WHAT NEEDS TO BE DONE →
Go through the data below. List every line that holds the word "reality".

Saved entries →
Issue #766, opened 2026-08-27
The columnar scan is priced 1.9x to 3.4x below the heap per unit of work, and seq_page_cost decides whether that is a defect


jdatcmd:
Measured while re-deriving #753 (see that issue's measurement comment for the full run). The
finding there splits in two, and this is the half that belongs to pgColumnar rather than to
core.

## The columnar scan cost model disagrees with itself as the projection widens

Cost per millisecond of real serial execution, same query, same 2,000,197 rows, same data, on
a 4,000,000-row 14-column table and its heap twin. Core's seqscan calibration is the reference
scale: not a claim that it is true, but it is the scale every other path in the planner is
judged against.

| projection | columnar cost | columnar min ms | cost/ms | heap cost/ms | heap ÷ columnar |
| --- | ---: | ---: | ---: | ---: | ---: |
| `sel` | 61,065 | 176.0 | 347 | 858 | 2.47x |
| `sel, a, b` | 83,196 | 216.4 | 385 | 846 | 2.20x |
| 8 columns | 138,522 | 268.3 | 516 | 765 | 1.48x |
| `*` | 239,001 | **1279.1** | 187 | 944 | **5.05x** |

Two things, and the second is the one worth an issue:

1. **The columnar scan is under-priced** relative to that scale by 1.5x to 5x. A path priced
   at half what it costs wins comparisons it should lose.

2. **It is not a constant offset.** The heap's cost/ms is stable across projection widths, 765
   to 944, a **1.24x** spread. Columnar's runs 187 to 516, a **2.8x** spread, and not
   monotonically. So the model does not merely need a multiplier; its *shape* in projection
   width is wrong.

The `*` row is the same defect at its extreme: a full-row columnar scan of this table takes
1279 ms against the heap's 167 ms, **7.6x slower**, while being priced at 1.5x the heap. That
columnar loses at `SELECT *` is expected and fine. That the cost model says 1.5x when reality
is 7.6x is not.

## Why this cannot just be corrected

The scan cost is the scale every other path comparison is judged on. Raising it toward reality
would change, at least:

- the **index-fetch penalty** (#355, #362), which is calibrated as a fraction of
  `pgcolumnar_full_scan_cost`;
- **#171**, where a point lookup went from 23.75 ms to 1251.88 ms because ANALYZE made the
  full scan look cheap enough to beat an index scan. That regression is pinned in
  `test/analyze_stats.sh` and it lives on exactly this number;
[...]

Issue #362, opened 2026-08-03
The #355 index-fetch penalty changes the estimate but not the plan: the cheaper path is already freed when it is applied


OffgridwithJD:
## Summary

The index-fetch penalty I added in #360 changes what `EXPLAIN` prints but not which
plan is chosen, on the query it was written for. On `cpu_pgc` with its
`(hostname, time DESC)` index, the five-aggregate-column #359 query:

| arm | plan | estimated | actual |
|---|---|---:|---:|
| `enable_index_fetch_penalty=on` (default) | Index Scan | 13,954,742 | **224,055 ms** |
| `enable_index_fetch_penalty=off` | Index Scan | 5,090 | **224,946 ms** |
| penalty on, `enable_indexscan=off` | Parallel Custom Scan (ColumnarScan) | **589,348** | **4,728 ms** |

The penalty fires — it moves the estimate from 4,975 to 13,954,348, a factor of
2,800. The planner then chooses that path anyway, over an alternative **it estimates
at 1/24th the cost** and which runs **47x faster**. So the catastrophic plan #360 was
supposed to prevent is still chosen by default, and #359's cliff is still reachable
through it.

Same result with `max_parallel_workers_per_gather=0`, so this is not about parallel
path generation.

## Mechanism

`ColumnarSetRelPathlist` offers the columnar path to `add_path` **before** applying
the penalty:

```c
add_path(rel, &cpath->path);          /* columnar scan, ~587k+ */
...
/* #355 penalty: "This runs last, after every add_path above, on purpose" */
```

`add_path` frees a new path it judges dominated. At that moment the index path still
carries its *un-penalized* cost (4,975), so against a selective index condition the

RESPONSE TO THE TASK →
columnar loses at `SELECT *` is expected and fine. That the cost model says 1.5x when reality
The scan cost is the scale every other path comparison is judged on. Raising it toward reality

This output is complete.